Exercise goal
The word "right" marks the lines to keep; find each one in the data and copy it.

+ + + +

PR #6580, opened 2024-09-02
lessen gh/ci testing burden + add eamxx prod tests

mahf708:
Adds eamxx tests to gh/ci suite.  Also remove some tests and lower simulations lengths to make space for
more specialized testing coming in the pipelines.

[BFB]


components/eamxx/cime_config/testdefs/testmods_dirs/scream/v1prod/yaml_outs/scream_output.decadal.1dailyAVG_native.yaml
```diff
@@ -0,0 +1,16 @@
...
+Fields:
+  Physics PG2:
+    Field Names:
+    - snow_depth_land
+output_control:
+  Frequency: 1
+  frequency_units: ndays
+  MPI Ranks in Filename: false
+Restart:
+  force_new_file: true
```
bartgol, line 16: Are we still using this option in prod runs? I remember we were having issues without, but I don't know if things changed ever since...

bartgol (approved):

jgfouca (approved):

rljacob (changes requested):
Please change testmod directory name to eamxx/proc instead of scream/v1prod.
testdefs/testmods_dirs/eamxx/prod/

components/eamxx/cime_config/testdefs/testmods_dirs/scream/v1prod/yaml_outs/scream_output.decadal.1dailyAVG_native.yaml
```diff
@@ -0,0 +1,16 @@
+%YAML 1.1
```
rljacob, line 1: Do all these yaml_outs get consumed by the v1prod testmod ?

bartgol:
@rljacob I think testmods need the first name to match the component name, right? Despite the folder being called "eamxx", the atm comp name is still "scream", so I think we need to keep "scream/xyz", no? I agree that the comp name should be changed to "eamxx", but maybe that can be done separately?

rljacob:
I think subdir names under testmod_dirs can be anything.  If you have ERS_P4.ne4pg2_oQU480.F2010-SCREAMv1-MPASSI..foo-bar it will look for eamxx/cime_config/testdefs/testmods_dirs/foo/bar  .  eamxx is the "primary component" so it looks there instead of elm/cime_config/testdefs/testmods_dirs

bartgol:
> I think subdir names under testmod_dirs can be anything. If you have ERS_P4.ne4pg2_oQU480.F2010-SCREAMv1-MPASSI..foo-bar it will look for eamxx/cime_config/testdefs/testmods_dirs/foo/bar . eamxx is the "primary component" so it looks there instead of elm/cime_config/testdefs/testmods_dirs

Interesting. I saw $compname as the first testmod folder in all components I stuck my nose into, so I assumed it was a necessary thing.

So are you saying that if I put an `elm/betr` testmod in `components/eamxx/cime_config/testdefs/testmod_dirs`, CIME would pick that up instead of the homonymous one in the elm component?

rljacob:
Yes but only for an F-case.

bartgol:
At some point we will have to switch from scream to eamxx, I think that has been already decided.

I wonder if it is enough to add another alias in config_component.xml, so that both scream and eamxx work. But I suppose that wouldn't be much different from what you are doing.

rljacob (approved):

rljacob:
Thanks for making that change.   When the current "scream" tests are changed to "eamxx", that's a new test name and any baselines will have to be recreated.  With your mod to config_file, new tests can have the right name and avoid that future mess.

rljacob:
The name change should be its own PR since it will be disruptive.

jgfouca:
@mahf708 , @rljacob is the integrator for this PR.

+ + + +

Answer below
@rljacob I think testmods need the first name to match the component name, right? Despite the folder being called "eamxx", the atm comp name is still "scream", so I think we need to keep "scream/xyz", no? I agree that the comp name should be changed to "eamxx", but maybe that can be done separately?
Thanks for making that change.   When the current "scream" tests are changed to "eamxx", that's a new test name and any baselines will have to be recreated.  With your mod to config_file, new tests can have the right name and avoid that future mess.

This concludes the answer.